2001-02-07
03:19:38

Woah..I've entered the twilight zone..diaryland has changed it's add entry page ::gasp:: At first I thought I had managed to log on to the wrong site. Hmm...

Anyway, tonight Jenn wanted me to write a really honest entry, no holding back, so, here goes:

If you know me in real life, you know that I have a really bad habbit of not expressing what thoughts are on my mind. I hide my feelings, often both good and bad. I think I picked up this bad trait from my dad. It was actually one of the main reasons why my mom and dad divorced. My dad never could say the three little words that my mom wanted to hear so bad. When I was born, my mom hemmoriged(sp), and after that, my dad was afraid to touch her, afraid that she somehow might get pregnant again and die. He stopped telling her that he loved her, and things just went donw hill from there. I find that "I love you" are also some of the hardest words for me to say. I mean, people say it all the time, and they don't really mean it, and so many people get hurt. When I say it, I always want it to be sure that I mean it, that it comes from my heart. Maybe that's fairytaleish of me, but, it's how I want to be.

Sometimes I won't say things in hear, because I know that certain people read it. One of these things was my friend Lauren. She hurt me a lot, and most of the time I try to play it off as if it was no big deal, but it was. The person that I considered my best friend turned around and said things to me, that made me wonder if she had ever really known me at all. In my mind, I had been the best friend thatI knew how to be, I put all that I could into that relationship, and what she said, seemed, to me, to be throwing it in my face, saying that it didn't mean that much to her. Even after all of this, I tried to make the friendship work, because that's how I am. Once I pledge my friendship to someone, I will stand by them until the bitter end. In the end, I kept getting hurt, and I finally decided that I couldn't take anymore, so i stopped trying.

Another thing that happened semi recently that I never really mentioned in here, was the fact that my friend jake "came out." It was a bit of a shock, though I had my suspisions, but I'm okay with everything. The fact that he is gay in no way affects the fact that he is one of my best friends. He's been there through some of the hardest times of my life, and I thank him for that. I'll be honest, I don't particularly understand the appeals of that lifestyle, but it won't stop me from supporting him in any way I know how. I mean, at least we can compare guys together..we have the same tastes. Heh, we have more in common than I could ever have imagined :)

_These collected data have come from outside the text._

Issue #255, opened 2018-08-09
add UUIDv4 validation to /user/verify route


groovecoder:
For belt+suspenders validation, we can validate that the verification token passed to /user/verify is UUIDv4 before checking the database.

pdehaan:
Per https://fx-breach-alerts.herokuapp.com/user/verify?token=576a72dc-4727-4f97-8df1-11fef

Passing an invalid UUID v4 token seems to trigger an "Application error" on the [/user/verify?token=](https://fx-breach-alerts.herokuapp.com/user/verify?token=576a72dc-4727-4f97-8df1-11fef) route (at least on Heroku).

![invalid-token](https://user-images.githubusercontent.com/557895/43984518-e69872ea-9cb5-11e8-84fa-9a9aa23c9dca.png)

pdehaan:
Other imaginary examples... I can do a POST to /user/add without a `req.body.email`, and then I just get weird, unhelpful error messages in the front end. It's a fairly bogus situation (since I can only POST using curl or httpie), but still...

```bash
$ curl -XPOST https://fx-breach-alerts.herokuapp.com/user/add

    ...
    <h2>Error</h2>
    <p> Cannot read property &#x27;normalize&#x27; of undefined </p>
```

Not 100% certain what/where that error is coming from yet. I can't find any references to `"normalize"` in our repo, outside of package names in package-lock.json.

pdehaan:
https://fx-breach-alerts.herokuapp.com/user/verify

> #### Error
> Undefined binding(s) detected when compiling SELECT query: select * from "subscribers" where "verification_token" = ?

groovecoder:
Good catch. Adding this to launch milestone.

pdehaan:
I didn't go through all the GET/POST endpoints, but it may be worth it to make sure we aren't leaking any server info and have reasonable user-facing error messages.

After a bit of digging, I _think_ this is a maybe/hopefully accurate route map:

| METHOD | ROUTE | QUERY/BODY
|:-------|:------|:-----------
| GET  | "/" | `req.query.breach`❓ 
| GET  | "/\_\_version\_\_" | n/a
| GET  | "/\_\_heartbeat\_\_" | n/a
| GET  | "/\_\_lbheartbeat\_\_" | n/a
| POST | "/hibp/notify" | `req.body.breachName` `req.body.hashPrefix`
| GET  | "/hibp/breaches" | `req.headers["if-modified-since"]`
[...]

PR #263, opened 2018-08-18
Moar tests

groovecoder:
* Adds a `resetDB` module for every test suite that touches the database, and uses `--runInBand` so tests aren't simultaneously changing each others' fixture data.
* Refactors `routes/user` to `controllers/user` so it can be tested.


tests/resetDB.js
```diff
@@ -0,0 +1,30 @@
...
+  DB.createConnection();
+});
+
+
+beforeEach(async () => {
+  const knex = Knex(knexConfig[AppConstants.NODE_ENV]);
+  await knex("subscribers").truncate();
+  await seed(knex);
+  knex.destroy();
+});
```
pdehaan: Should we have some `DB.reset()` method, or would that be too risky?

tests/resetDB.js
```diff
@@ -0,0 +1,30 @@
...
+const {seed} = require("../db/seeds/test_subscribers");
+
+
+// (Re-)create DB connection at the beginning of each test suite
+beforeAll(async () => {
+  DB.createConnection();
+});
+
+
+beforeEach(async () => {
```
pdehaan: Nit: add a code comment above saving we’re nuking your `subscribers` table before each test?

tests/ses.test.js
```diff
@@ -6,6 +6,9 @@ const DB = require("../db/DB");
 const getSha1 = require("../sha1-utils");
 const ses = require("../controllers/ses");
 
+require("./resetDB");
```
pdehaan: What happens if I add an `afterAll()` in this file now? Would it conflict with the one injected via resetDB.js?

tests/resetDB.js
```diff
@@ -0,0 +1,30 @@
...
+  const knex = Knex(knexConfig[AppConstants.NODE_ENV]);
```
pdehaan: Unrelated, but the more I see this line, the more I notice we always call it the same. What if ‘knexConfig’ just inspected the current `NODE_ENV` and only returned that config? Then we could just simplify to `Knex(knexConfig)` and not have to pass NODE_ENV each time.

tests/resetDB.js
```diff
@@ -0,0 +1,30 @@
...
+const Knex = require("knex");
+
+const AppConstants = require("../app-constants");
+const DB = require("../db/DB");
+const knexConfig = require("../db/knexfile");
+const {seed} = require("../db/seeds/test_subscribers");
+
+
+// (Re-)create DB connection at the beginning of each test suite
+beforeAll(async () => {
```
pdehaan: Not sure this needs to be async

tests/resetDB.js
groovecoder: Yeah, I thought it would be too risky.

tests/ses.test.js
groovecoder: Hmm ... yes it would. I'll have to think about that.

pdehaan: We could make ./resetDB.js super boring, and just have it export the `beforeAll()`, `beforeEach()`, and `afterAll()` functions.

Then in each test file, we do something similar to `beforeAll(resetDB.beforeAll)`.
If you want a custom `beforeEach()`, you just call the `resetDB.beforeEach();` and then call your custom code:

```js
beforeEach(async () => {
  await resetDB.beforeEach();
  customStuffIsFun();
});
```

A bit more verbose and boilerplate, but possibly more footgun protection and less side-effect-y.

groovecoder: I'd like to think about the boilerplate-y code vs. foot-gun-y/side-effect-y code more before I change this. It may be like the `knexConfig` - the more we see it used/un-used the clearer it will be which approach is best.

controllers/home.js
```diff
@@ -0,0 +1,25 @@
...
+
+function home(req, res) {
+  let breach = null;
+  if (req.query.breach) {
+    const reqBreachName = req.query.breach.toLowerCase();
+    breach = req.app.locals.breaches.filter(breach => breach.Name.toLowerCase() === reqBreachName)[0];
+  }
+  res.render("monitor", {
+    title: "Firefox Monitor",
+    breach: breach,
```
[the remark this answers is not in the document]
groovecoder: As a style preference, I only use object short-hand properties if the whole object uses it. I'm not sure why though?

controllers/home.js
```diff
@@ -0,0 +1,25 @@
...
+  });
+}
+
+
+function notFound(req, res) {
+  res.status(404);
+  res.render("404");
```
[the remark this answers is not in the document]
groovecoder: I had that, but it was harder to test.

controllers/user.js
```diff
@@ -0,0 +1,49 @@
...
+  );
+
+  res.send({
+    title: "Firefox Monitor : Confirm Email",
+  });
+}
+
+
+async function verify(req, res) {
+  const verifiedEmailHash = await DB.verifyEmailHash(req.query.token);
```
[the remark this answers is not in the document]
groovecoder: File a follow-up?

package.json
```diff
@@ -76,7 +76,7 @@
     "start": "node server.js",
     "test:db:migrate": "knex migrate:latest --knexfile db/knexfile.js --env tests",
     "test:db:seed": "knex seed:run --knexfile db/knexfile.js --env tests",
```
groovecoder: May not need this script now that `resetDB` is doing the seed.

controllers/user.js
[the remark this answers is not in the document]
pdehaan: Actually, I think that's already covered by ye olde belt-n-suspenders bug at #255.

controllers/hibp.js
```diff
@@ -0,0 +1,25 @@
...
+const DB = require("../db/DB");
+
+
+async function notify (req, res) {
+  const hashes = req.body.hashSuffixes.map(suffix=>req.body.hashPrefix + suffix);
+
+  const subscribers = await DB.getSubscribersByHashes(hashes);
+
+  const reqBreachName = req.body.breachName.toLowerCase();
+  const breach = req.app.locals.breaches.filter(breach => breach.Name.toLowerCase() === reqBreachName)[0];
```
pdehaan: Same as comment below, we _may_ want to use `.find()` here: https://github.com/mozilla/blurts-server/pull/263/files#r211107305

Also, because we're duplicating this code in 2 places in at least 2 files, we may want to have some shared `getFilterByName(name) {...}` convenience method.

controllers/oauth.js
```diff
@@ -0,0 +1,65 @@
...
+// This object exists instead of inlining the env vars to make it easy
+// to abstract fetching API endpoints from the OAuth server (instead
+// of specifying them in the environment) in the future.
+const FxAOAuthUtils = {
+  get authorizationUri() { return AppConstants.OAUTH_AUTHORIZATION_URI; },
+  get tokenUri() { return AppConstants.OAUTH_TOKEN_URI; },
+  get profileUri() { return AppConstants.OAUTH_PROFILE_URI; },
+};
+
+const FxAOAuth = new ClientOAuth2({
```
pdehaan: Small nit, but should this be called `FxAOAuthClient` ("Utils" vs "Client"), plus then below it may be a bit clearer as `function init(req, res, client = FxAOAuthClient) {...}`.

controllers/scan.js
```diff
@@ -0,0 +1,57 @@
...
+
+  if (req.body.featuredBreach) {
+    let featuredBreach = req.body.featuredBreach;
+    if(foundBreaches.filter(breach => breach.Name === featuredBreach).length > 0) {
+      featuredBreach = foundBreaches.filter(breach => breach.Name === featuredBreach);
+      if (foundBreaches.length > 1) {
+        foundBreaches.splice(foundBreaches.findIndex(breach => breach.Name === req.body.featuredBreach),1);
+      }
+      if (foundBreaches.length === 1) {
+        foundBreaches = true;
```
pdehaan: I'm a bit confused here... It seems like `foundBreaches` is either an Array (L15), an Object (L28), or possibly a Boolean (L31). Is that correct?

controllers/user.js
```diff
@@ -0,0 +1,49 @@
...
+
+  res.render("confirm", {
+    title: "Firefox Breach Alerts: Subscribed",
```
pdehaan: Nit: this should possibly be `title: "Firefox Monitor : Subscribed"` for consistency.

tests/oauth.test.js
```diff
@@ -0,0 +1,68 @@
...
+  const mockRequest = { session: { state: { } }, originalUrl: "" };
+  const mockResponse = { render: jest.fn() };
+  const mockFxAClient = { code : { getToken: jest.fn().mockReturnValueOnce({ accessToken: "testToken"}) } };
+  got.mockResolvedValue({ body: `{"email": "${testFxAEmail}"}` });
+
+  await confirmed(mockRequest, mockResponse, mockFxAClient);
+
+  const mockFxACallArgs = mockFxAClient.code.getToken.mock.calls[0];
+  expect(mockFxACallArgs[0]).toBe(mockRequest.originalUrl);
+  expect(mockFxACallArgs[1]).toEqual({state: mockRequest.session.state});
```
pdehaan: This is a lot of array access operators. Not sure if additional destructuring would help, or just pollute here. But then again, it's "only" tests, so maybe I'm overthinking.

```js
const [originalUrl, state] = mockFxAClient.code.getToken.mock.calls[0];
expect(originalUrl).toBe(mockRequest.originalUrl);
expect(state).toEqual({state: mockRequest.session.state});

const {verified, email} = (await DB.getSubscribersByHashes([getSha1(testFxAEmail)]))[0];
expect(verified).toBeTruthy();
expect(email).toBe(testFxAEmail);

// etc.
```

controllers/scan.js
```diff
@@ -0,0 +1,57 @@
...
+      foundBreaches,
+      featuredBreach,
+    });
+  }
+
+  else {
+    res.render("scan", {
+      title: "Firefox Monitor : Scan Results",
+      foundBreaches,
+    });
```
pdehaan: Possibly out of scope for the PR, but I think we discussed briefly in a different thread...
Since L34-38 and L42-45 are so similar, should we combine into one block and just pass a possibly falsy `featuredBreach` to the HBS template?

package.json
pdehaan: I think the only difference is that the resetDB deletes the seeded data after the tests run (I think).

controllers/dockerflow.js
```diff
@@ -0,0 +1,38 @@
...
+
+
+function heartbeat (req, res) {
+  return res.send("OK");
+}
+
+module.exports = {
+  vers,
+  heartbeat,
+}
```
pdehaan:
```
/app/controllers/dockerflow.js
  38:2  error  Missing semicolon  semi
```

tests/dockerflow.test.js
```diff
@@ -0,0 +1,24 @@
...
+
+
+test("GET __version__ calls sendFile", () => {
+  const mockRequest = {};
+  const mockResponse = { sendFile: jest.fn() };
+
+  vers(mockRequest, mockResponse);
+
+  const mockSendFileCallArgs = mockResponse.sendFile.mock.calls[0];
+  expect(mockSendFileCallArgs[0]).toContain("version.json")
```
pdehaan:
```
/app/tests/dockerflow.test.js
  13:60  error  Missing semicolon  semi
```

tests/dockerflow.test.js
```diff
@@ -0,0 +1,24 @@
...
+});
+
+test("GET __heartbeat__ calls send OK", () => {
+  const mockRequest = {};
+  const mockResponse = { send: jest.fn() };
+
+  heartbeat(mockRequest, mockResponse);
+
+  const mockSendCallArgs = mockResponse.send.mock.calls[0];
+  expect(mockSendCallArgs[0]).toBe("OK")
```
pdehaan:
```
/app/tests/dockerflow.test.js
  23:41  error  Missing semicolon  semi
```

tests/oauth.test.js
groovecoder: I like the array de-structuring syntax, but in combination with the jest `mock.calls` it removes the semantics that `calls[0]` is the call.

Can you nest array de-structuring? So ...

```
const [firstCall [originalUrl, state] ] = mockFxAClient.code.getToken.mock;
```

That would be sweet.

controllers/scan.js
groovecoder: Yup, planning to address that after merging this tests branch and the UI branch.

I talk about Jenn a lot in here, but I never really talk about her. She's my best friend, and she basically knows all my secrets. When I first met her, I wouldn't really let myself get to close, I mean, I had just had a lot of stuff happen with Lauren, and I wasn't too keen on opening myself up for more. With someone as strange as Jenn, you can't help but like them :) Although it took me almost nine months to ever actually see the inside of her house, I pretty much knew that we would be really good friends. She's one of those friends where you finish each other's sentences, blurt out the same thing at the same time, always laugh when you're together. It's a friendship that I hope lasts forever.